*** Opening of INPUT MATERIAL ***
PR #726, opened 2020-02-19
Add PlanetConstants

charleskawczynski:
- Adds `PlanetConstants`

This allows for planet constants to be initialized as:

```julia
earth = PlanetConstants{FT}(EarthConstants)
big_earth = PlanetConstants{FT}(EarthConstants; grav=100.0, planet_radius=FT(6.371e8))
```

This also separates what I've now called `UniversalConstants`, which do not change from planet to planet.


src/Common/PlanetParameters/EarthConstants.jl
```diff
@@ -0,0 +1,83 @@
+function PlanetConstants{FT}(::Type{EarthParameters};
+                             k_Karman =          FT(0.4),
```
tapios: Can we please retain the long-form definition and information on units we had in PlanetParameters, at least as a comment? This is important for readability.

tapios: I mean: have the long-form definitions stated next to the numerical values, rather than in a separate file?

src/Common/PlanetParameters/PlanetaryConstants.jl
```diff
@@ -0,0 +1,105 @@
...
+  "Gas constant dry air (J/kg/K)"
+  R_d::FT
+  "Adiabatic exponent dry air"
+  kappa_d::FT
+  "Isobaric specific heat dry air"
+  cp_d::FT
+  "Isochoric specific heat dry air"
+  cv_d::FT
+  "Density of liquid water (kg/m^3)"
+  ρ_cloud_liq::FT
```
tapios:
```suggestion
  ρ_liq::FT
```
(and then introduce ` ρ_cloud_liq` and set `ρ_cloud_liq =  ρ_liq` (point is that we use the same density of liquid water in soil, oceans, clouds etc., although we may wish to retain the option of having a different `ρ_cloud_liq`)

src/Common/PlanetParameters/PlanetaryConstants.jl
```diff
@@ -0,0 +1,105 @@
...
+  "Density of ice water (kg/m^3)"
```
tapios:
```suggestion
  "Density of water ice (kg/m^3)"
```

src/Common/PlanetParameters/PlanetaryConstants.jl
```diff
@@ -0,0 +1,105 @@
...
+  ρ_cloud_ice::FT
```
tapios:
```suggestion
  ρ_ice::FT
```
(and as for liquid, then introduce `ρ_cloud_ice = ρ_ice`)

src/Common/PlanetParameters/PlanetaryConstants.jl
```diff
@@ -0,0 +1,105 @@
...
+  "Molecular weight (kg/mol)"
```
tapios:
```suggestion
  "Molecular weight water (kg/mol)"
```

src/Common/PlanetParameters/EarthConstants.jl
tapios: But it's also ok to leave it if it is difficult to incorporate the constant names with the numerical values.

charleskawczynski: The documentation for the parameters are in the `PlanearytConstants.jl`. I think it'd be easier to keep the docs there and focus on values in the planet files, but I can add them to both if you'd like.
*** Close of INPUT MATERIAL ***
* INSTRUCTIONS FOR THE TASK: Above are the records; set each one down word for word.

* EXERCISE ANSWER:
PR #726, opened 2020-02-19
Add PlanetConstants

charleskawczynski:
- Adds `PlanetConstants`

This allows for planet constants to be initialized as:

```julia
earth = PlanetConstants{FT}(EarthConstants)
big_earth = PlanetConstants{FT}(EarthConstants; grav=100.0, planet_radius=FT(6.371e8))
```

This also separates what I've now called `UniversalConstants`, which do not change from planet to planet.


src/Common/PlanetParameters/EarthConstants.jl
```diff
@@ -0,0 +1,83 @@
+function PlanetConstants{FT}(::Type{EarthParameters};
+                             k_Karman =          FT(0.4),
```
tapios: Can we please retain the long-form definition and information on units we had in PlanetParameters, at least as a comment? This is important for readability.

tapios: I mean: have the long-form definitions stated next to the numerical values, rather than in a separate file?

src/Common/PlanetParameters/PlanetaryConstants.jl
```diff
@@ -0,0 +1,105 @@
...
+  "Gas constant dry air (J/kg/K)"
+  R_d::FT
+  "Adiabatic exponent dry air"
+  kappa_d::FT
+  "Isobaric specific heat dry air"
+  cp_d::FT
+  "Isochoric specific heat dry air"
+  cv_d::FT
+  "Density of liquid water (kg/m^3)"
+  ρ_cloud_liq::FT
```
tapios:
```suggestion
  ρ_liq::FT
```
(and then introduce ` ρ_cloud_liq` and set `ρ_cloud_liq =  ρ_liq` (point is that we use the same density of liquid water in soil, oceans, clouds etc., although we may wish to retain the option of having a different `ρ_cloud_liq`)

src/Common/PlanetParameters/PlanetaryConstants.jl
```diff
@@ -0,0 +1,105 @@
...
+  "Density of ice water (kg/m^3)"
```
tapios:
```suggestion
  "Density of water ice (kg/m^3)"
```

src/Common/PlanetParameters/PlanetaryConstants.jl
```diff
@@ -0,0 +1,105 @@
...
+  ρ_cloud_ice::FT
```
tapios:
```suggestion
  ρ_ice::FT
```
(and as for liquid, then introduce `ρ_cloud_ice = ρ_ice`)

src/Common/PlanetParameters/PlanetaryConstants.jl
```diff
@@ -0,0 +1,105 @@
...
+  "Molecular weight (kg/mol)"
```
tapios:
```suggestion
  "Molecular weight water (kg/mol)"
```

src/Common/PlanetParameters/EarthConstants.jl
tapios: But it's also ok to leave it if it is difficult to incorporate the constant names with the numerical values.

charleskawczynski: The documentation for the parameters are in the `PlanearytConstants.jl`. I think it'd be easier to keep the docs there and focus on values in the planet files, but I can add them to both if you'd like.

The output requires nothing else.